Since $\Delta L/L_{nv}$ is very small, $\Delta f/f_{nv}$ can be approximated by the first two terms of the Taylor series, i.e.,

$$\frac{\Delta f}{f_{nv}}\approx \frac{1}{2}\frac{\Delta L}{L_{nv}}=\frac{1}{2}S,$$

(8)

where S is the sensitivity of the inductive loop (see Equation (1)). This sensitivity can thus be approximated by:

$$S=\frac{\Delta L}{L_{nv}}\approx 2\frac{\Delta f}{f_{nv}}=2\frac{f_v-f_{nv}}{f_{nv}}=2\frac{T_{nv}-T_v}{T_v}=2\frac{\Delta T}{T_v},$$

(9)

where $T_v=1/f_v$ is the period of oscillation if a vehicle is over the coil, and $T_{nv}=1/f_{nv}$ denotes the period of oscillation otherwise. Experimental results have shown that the loop sensitivity S is extremely repeatable for fixed sizes and geometries of both the loop and the vehicle and for a fixed distance between them, as can be verified from Equations (1) and (9).

Detectors whose operation is based on period changes (i.e., based on period shifts $\Delta T$), known as type III or type IV, in which period shifts or relative period shifts are measured, respectively, present a measurement time that is short enough for their use in applications of inductive signature capturing, although the characteristics of the oscillation loop have influence on the threshold sensitivity.

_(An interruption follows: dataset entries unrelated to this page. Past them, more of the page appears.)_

PR #741, opened 2026-09-13
fix(boot): honor offline dependency restoration

wolfy-j:
Registry startup currently overrides dependency access with `Online`, so restarting an installed application may unexpectedly contact the Hub. A missing local artifact can stall boot or fail when the network is unavailable.

Core startup now requests verified offline restoration, and `PrepareRestore` honors that policy for both rooted deployments and source checkouts. Explicit install/update operations keep their existing network behavior. Recorded module identities and registry history are unchanged; this does not add cache locations or substitute newer artifacts.

Validation: the full dependency-handler and core-component race suites pass. The restore tests prove zero Hub queries/downloads on an offline cache miss, successful explicit online materialization, and subsequent offline cache reuse. Stable cache retention across embedded executable updates is a separate application-runner change.

### DIFF
--- a/boot/components/core/registry.go
+++ b/boot/components/core/registry.go
@@ -124,7 +124,10 @@ func Registry() boot.Component {
 			if err != nil {
 				logger.Warn("dependency handler disabled", zap.Error(err))
 			} else if depHandler != nil {
-				if err := depHandler.PrepareRestore(ctx, hist); err != nil {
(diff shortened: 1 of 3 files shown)


skhaz (dismissed):

skhaz (approved):

skhaz (approved):

skhaz (approved):

skhaz (approved):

Type III detectors based on period shift use a reference clock signal whose frequency is of several MHz, typically between 20 and 1000 times greater than the oscillation frequency of the inductive loop we are interested in measuring. The period of the oscillation signal is calculated as the number of cycles N of the reference clock signal in m cycles of the oscillation signal. When a vehicle stops or passes over the loop, the oscillation frequency increases; thus, the period (and thus the number of cycles N) decreases. The counter of clock signal periods without vehicles involved is given by:

$$N_{nv}=\frac{m{T}_{nv}}{T_r},$$

(10)

where $T_r$ is the period of the reference clock signal. On the other hand, with the presence of a vehicle over the loop, the number of cycles is calculated as:

$$N_v=\frac{m{T}_v}{T_r}.$$

(11)

The shift $\Delta N$ can then be calculated as the difference between the values given by Equations (10) and (11) as:

$$\Delta N=N_{nv}-N_v=\frac{m}{T_r}\left(T_{nv}-T_v\right)=m\frac{\Delta T}{T_r}.$$

(12)

Equating this value to the minimum detection threshold $N_t$ gives us:

$$\Delta N=m\frac{\Delta T}{T_r}=N_t\to \Delta T=\frac{N_t{T}_r}{m},$$

(13)

so from Equation (9), we obtain the threshold sensitivity $S_t$ as:

$$S_t\cong 2\frac{\Delta T}{T_v}=2\frac{N_t{T}_r}{m{T}_v}=2\frac{N_t}{N_v}.$$

(14)

From this equation, it can be seen that, for type III detectors, there is a loss in threshold sensitivity for high oscillation frequencies, although this loss can be easily reduced by increasing the frequency $f_r$ corresponding to the reference clock signal.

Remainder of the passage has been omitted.